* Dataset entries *
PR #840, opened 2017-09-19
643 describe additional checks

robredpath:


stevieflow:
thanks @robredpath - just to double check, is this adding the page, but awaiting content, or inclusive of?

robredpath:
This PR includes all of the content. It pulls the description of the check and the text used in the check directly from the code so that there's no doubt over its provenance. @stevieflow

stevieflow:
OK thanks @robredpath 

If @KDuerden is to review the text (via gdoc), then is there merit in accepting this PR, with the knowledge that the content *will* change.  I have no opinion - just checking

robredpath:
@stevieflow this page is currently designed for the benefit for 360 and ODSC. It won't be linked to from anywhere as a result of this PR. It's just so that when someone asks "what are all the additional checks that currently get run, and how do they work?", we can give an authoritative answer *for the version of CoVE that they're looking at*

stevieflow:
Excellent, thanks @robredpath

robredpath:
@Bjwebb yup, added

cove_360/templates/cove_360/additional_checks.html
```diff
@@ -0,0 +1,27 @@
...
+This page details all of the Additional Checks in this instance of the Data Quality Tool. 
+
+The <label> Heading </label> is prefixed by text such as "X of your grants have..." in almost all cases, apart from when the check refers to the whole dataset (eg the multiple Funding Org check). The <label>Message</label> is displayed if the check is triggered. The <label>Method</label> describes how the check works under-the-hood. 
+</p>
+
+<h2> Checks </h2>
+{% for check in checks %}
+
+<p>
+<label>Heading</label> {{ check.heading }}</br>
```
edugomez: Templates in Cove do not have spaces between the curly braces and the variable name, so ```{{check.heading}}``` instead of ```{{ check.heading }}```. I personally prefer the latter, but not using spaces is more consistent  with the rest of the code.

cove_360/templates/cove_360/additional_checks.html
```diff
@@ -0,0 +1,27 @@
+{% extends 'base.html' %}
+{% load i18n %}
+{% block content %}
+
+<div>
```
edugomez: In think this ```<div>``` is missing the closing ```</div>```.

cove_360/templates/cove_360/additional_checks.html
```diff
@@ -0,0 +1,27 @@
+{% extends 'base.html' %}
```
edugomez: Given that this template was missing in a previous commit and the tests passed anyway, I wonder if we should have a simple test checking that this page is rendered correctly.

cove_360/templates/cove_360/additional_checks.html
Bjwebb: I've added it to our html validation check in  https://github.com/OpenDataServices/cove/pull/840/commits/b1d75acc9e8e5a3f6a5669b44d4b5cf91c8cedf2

...

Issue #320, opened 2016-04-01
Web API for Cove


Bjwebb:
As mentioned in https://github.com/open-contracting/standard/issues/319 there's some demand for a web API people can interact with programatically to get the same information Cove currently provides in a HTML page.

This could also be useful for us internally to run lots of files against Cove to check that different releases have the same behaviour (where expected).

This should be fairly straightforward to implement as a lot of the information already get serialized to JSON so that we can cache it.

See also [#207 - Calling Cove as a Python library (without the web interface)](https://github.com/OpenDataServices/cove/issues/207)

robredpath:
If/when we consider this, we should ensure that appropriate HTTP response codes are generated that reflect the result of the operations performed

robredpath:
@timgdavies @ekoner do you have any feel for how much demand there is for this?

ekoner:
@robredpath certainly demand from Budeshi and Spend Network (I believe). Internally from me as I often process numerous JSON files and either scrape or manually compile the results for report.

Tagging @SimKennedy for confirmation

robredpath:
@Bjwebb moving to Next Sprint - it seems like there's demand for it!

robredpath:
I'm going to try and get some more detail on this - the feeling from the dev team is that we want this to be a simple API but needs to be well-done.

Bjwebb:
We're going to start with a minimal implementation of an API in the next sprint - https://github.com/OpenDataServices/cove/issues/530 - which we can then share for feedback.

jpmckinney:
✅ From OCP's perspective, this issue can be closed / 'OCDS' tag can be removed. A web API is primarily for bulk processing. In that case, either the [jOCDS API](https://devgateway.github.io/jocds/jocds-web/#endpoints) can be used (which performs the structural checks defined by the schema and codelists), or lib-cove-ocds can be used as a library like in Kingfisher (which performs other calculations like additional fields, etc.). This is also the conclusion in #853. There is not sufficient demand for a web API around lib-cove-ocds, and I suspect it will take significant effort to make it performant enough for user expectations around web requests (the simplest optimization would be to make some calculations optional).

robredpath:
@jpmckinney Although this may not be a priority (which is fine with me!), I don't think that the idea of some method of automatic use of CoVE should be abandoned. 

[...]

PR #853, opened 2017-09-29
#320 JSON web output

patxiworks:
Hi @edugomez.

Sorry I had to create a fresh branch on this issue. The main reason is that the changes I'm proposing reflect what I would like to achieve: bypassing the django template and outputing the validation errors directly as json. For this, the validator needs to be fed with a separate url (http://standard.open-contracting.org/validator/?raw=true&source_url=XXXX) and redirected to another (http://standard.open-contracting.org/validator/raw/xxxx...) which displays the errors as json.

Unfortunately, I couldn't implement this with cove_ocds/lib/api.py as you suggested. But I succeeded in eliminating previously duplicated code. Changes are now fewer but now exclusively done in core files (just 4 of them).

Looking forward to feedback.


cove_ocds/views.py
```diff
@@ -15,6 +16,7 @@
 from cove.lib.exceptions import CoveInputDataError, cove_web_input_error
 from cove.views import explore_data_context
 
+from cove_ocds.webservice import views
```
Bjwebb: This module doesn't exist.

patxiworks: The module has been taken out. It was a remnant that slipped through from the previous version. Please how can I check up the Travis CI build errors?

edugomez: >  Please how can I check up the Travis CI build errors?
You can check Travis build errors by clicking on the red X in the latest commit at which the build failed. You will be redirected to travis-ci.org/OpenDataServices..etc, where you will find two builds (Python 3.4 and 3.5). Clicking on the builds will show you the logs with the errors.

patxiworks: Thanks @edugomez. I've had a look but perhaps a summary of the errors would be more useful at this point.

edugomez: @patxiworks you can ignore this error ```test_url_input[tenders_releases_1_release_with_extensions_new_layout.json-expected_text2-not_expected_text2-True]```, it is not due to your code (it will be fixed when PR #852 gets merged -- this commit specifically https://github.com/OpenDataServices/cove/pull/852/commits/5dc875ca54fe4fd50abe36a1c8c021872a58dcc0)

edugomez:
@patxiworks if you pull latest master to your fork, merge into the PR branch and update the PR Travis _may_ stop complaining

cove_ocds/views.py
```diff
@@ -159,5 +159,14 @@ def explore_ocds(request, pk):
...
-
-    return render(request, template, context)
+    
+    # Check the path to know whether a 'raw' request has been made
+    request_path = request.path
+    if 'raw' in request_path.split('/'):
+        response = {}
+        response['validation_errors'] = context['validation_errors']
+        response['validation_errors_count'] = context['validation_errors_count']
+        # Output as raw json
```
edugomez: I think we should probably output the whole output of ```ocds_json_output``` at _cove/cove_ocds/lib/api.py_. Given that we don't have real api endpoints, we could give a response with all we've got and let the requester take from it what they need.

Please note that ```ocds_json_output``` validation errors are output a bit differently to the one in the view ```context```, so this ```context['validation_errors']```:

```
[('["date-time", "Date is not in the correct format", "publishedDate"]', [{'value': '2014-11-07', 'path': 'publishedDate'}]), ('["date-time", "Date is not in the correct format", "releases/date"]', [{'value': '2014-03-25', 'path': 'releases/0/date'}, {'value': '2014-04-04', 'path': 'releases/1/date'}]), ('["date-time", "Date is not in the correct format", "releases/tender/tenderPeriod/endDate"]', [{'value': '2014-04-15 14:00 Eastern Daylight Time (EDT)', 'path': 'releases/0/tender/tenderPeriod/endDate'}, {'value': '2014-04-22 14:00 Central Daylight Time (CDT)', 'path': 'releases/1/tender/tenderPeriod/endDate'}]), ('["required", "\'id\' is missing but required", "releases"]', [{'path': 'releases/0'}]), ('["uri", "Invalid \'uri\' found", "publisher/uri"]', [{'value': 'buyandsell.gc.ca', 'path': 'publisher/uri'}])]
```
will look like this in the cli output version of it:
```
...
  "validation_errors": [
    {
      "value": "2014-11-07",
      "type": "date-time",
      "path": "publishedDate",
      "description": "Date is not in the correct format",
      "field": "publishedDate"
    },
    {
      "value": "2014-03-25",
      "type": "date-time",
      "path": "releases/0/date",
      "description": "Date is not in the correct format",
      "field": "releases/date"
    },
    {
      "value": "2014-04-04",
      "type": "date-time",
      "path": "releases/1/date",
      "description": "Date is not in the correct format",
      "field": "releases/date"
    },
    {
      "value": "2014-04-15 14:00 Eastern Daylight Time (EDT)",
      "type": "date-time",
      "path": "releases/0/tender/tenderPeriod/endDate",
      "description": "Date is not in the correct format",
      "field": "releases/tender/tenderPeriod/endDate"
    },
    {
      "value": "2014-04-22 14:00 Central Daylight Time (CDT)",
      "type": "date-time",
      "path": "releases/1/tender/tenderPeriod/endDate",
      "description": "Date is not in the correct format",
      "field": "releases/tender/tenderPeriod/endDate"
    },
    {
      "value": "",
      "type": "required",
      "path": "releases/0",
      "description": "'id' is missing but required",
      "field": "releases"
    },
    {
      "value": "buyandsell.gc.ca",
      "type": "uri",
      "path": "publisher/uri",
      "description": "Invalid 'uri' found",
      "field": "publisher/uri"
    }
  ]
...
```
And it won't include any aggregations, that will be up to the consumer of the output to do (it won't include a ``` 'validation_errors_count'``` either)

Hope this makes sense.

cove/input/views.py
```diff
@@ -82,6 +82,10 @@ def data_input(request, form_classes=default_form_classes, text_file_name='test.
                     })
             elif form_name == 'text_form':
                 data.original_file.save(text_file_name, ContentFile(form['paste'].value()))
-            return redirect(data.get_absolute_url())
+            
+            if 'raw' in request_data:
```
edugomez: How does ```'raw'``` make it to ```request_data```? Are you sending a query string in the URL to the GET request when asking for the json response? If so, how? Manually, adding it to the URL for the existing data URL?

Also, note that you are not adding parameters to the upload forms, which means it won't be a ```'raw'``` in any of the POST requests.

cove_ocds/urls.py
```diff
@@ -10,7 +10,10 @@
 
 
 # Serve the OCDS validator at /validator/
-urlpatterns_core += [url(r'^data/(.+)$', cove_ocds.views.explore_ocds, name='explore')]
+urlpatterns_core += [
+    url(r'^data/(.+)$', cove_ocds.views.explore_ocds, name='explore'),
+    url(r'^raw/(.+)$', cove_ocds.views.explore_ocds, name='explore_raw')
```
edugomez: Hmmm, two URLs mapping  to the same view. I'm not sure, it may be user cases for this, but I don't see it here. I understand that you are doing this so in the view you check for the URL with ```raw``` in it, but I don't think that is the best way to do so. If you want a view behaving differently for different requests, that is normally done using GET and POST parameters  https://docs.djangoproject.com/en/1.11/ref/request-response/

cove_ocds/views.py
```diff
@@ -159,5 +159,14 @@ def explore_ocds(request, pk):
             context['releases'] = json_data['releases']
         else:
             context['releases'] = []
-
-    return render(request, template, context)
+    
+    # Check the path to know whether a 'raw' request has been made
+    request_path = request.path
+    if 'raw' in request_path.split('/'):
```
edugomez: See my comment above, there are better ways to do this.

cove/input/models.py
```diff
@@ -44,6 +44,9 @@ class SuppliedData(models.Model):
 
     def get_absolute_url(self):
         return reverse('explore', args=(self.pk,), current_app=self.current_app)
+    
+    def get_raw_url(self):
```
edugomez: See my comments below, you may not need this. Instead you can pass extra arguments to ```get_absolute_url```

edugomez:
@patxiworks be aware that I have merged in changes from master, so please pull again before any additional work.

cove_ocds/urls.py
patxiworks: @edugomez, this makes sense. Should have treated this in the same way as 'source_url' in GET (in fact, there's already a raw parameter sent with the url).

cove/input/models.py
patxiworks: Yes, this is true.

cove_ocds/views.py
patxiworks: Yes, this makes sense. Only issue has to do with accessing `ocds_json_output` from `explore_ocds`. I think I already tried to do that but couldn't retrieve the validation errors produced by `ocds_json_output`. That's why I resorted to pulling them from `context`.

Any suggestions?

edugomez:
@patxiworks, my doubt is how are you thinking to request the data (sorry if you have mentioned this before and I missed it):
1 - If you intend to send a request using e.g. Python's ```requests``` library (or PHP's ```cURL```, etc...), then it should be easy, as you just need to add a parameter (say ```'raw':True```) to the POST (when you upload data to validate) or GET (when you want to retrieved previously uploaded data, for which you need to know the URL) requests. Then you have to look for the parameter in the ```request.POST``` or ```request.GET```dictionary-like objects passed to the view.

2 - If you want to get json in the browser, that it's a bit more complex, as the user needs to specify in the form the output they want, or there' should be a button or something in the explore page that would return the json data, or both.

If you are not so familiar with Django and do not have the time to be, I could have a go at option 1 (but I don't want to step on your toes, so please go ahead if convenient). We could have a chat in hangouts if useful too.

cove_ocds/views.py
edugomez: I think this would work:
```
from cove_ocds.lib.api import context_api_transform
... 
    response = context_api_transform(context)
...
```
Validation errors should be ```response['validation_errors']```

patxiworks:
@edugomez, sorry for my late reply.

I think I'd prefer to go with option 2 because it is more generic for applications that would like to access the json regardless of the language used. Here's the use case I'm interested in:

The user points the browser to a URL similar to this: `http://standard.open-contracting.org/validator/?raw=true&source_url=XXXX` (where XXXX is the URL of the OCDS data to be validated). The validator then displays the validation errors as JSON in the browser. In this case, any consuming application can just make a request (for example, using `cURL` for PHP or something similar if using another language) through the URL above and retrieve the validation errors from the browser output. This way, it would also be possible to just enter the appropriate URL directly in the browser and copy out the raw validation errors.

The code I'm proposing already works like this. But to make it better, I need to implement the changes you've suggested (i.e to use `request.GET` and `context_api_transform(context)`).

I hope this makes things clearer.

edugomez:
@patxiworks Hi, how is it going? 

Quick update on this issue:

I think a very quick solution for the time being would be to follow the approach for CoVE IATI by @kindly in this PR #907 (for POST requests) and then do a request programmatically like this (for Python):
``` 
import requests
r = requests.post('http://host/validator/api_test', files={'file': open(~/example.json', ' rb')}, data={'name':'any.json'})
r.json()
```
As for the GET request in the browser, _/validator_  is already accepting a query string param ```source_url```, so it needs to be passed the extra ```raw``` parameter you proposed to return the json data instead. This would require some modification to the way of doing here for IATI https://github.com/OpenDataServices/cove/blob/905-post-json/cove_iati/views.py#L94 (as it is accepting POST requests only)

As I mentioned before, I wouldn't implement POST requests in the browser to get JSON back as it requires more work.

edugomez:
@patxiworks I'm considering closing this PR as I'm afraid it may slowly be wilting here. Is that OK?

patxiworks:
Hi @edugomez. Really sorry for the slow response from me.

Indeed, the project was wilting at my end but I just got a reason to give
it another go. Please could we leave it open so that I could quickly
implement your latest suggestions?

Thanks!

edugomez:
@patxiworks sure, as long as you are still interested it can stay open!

==

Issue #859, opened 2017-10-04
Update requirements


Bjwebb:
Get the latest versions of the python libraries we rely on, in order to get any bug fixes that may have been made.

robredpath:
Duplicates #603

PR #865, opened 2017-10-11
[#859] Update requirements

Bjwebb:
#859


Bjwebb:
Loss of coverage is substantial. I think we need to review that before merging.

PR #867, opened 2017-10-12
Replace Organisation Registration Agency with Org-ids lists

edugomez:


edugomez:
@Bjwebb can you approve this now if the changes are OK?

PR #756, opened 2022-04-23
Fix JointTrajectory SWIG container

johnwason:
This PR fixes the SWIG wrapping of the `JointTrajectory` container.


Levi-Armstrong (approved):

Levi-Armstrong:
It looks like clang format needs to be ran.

* WORK ITEM *
Return the number of lines in the data above that include the word "been", and nothing else.

* OUTPUT *
4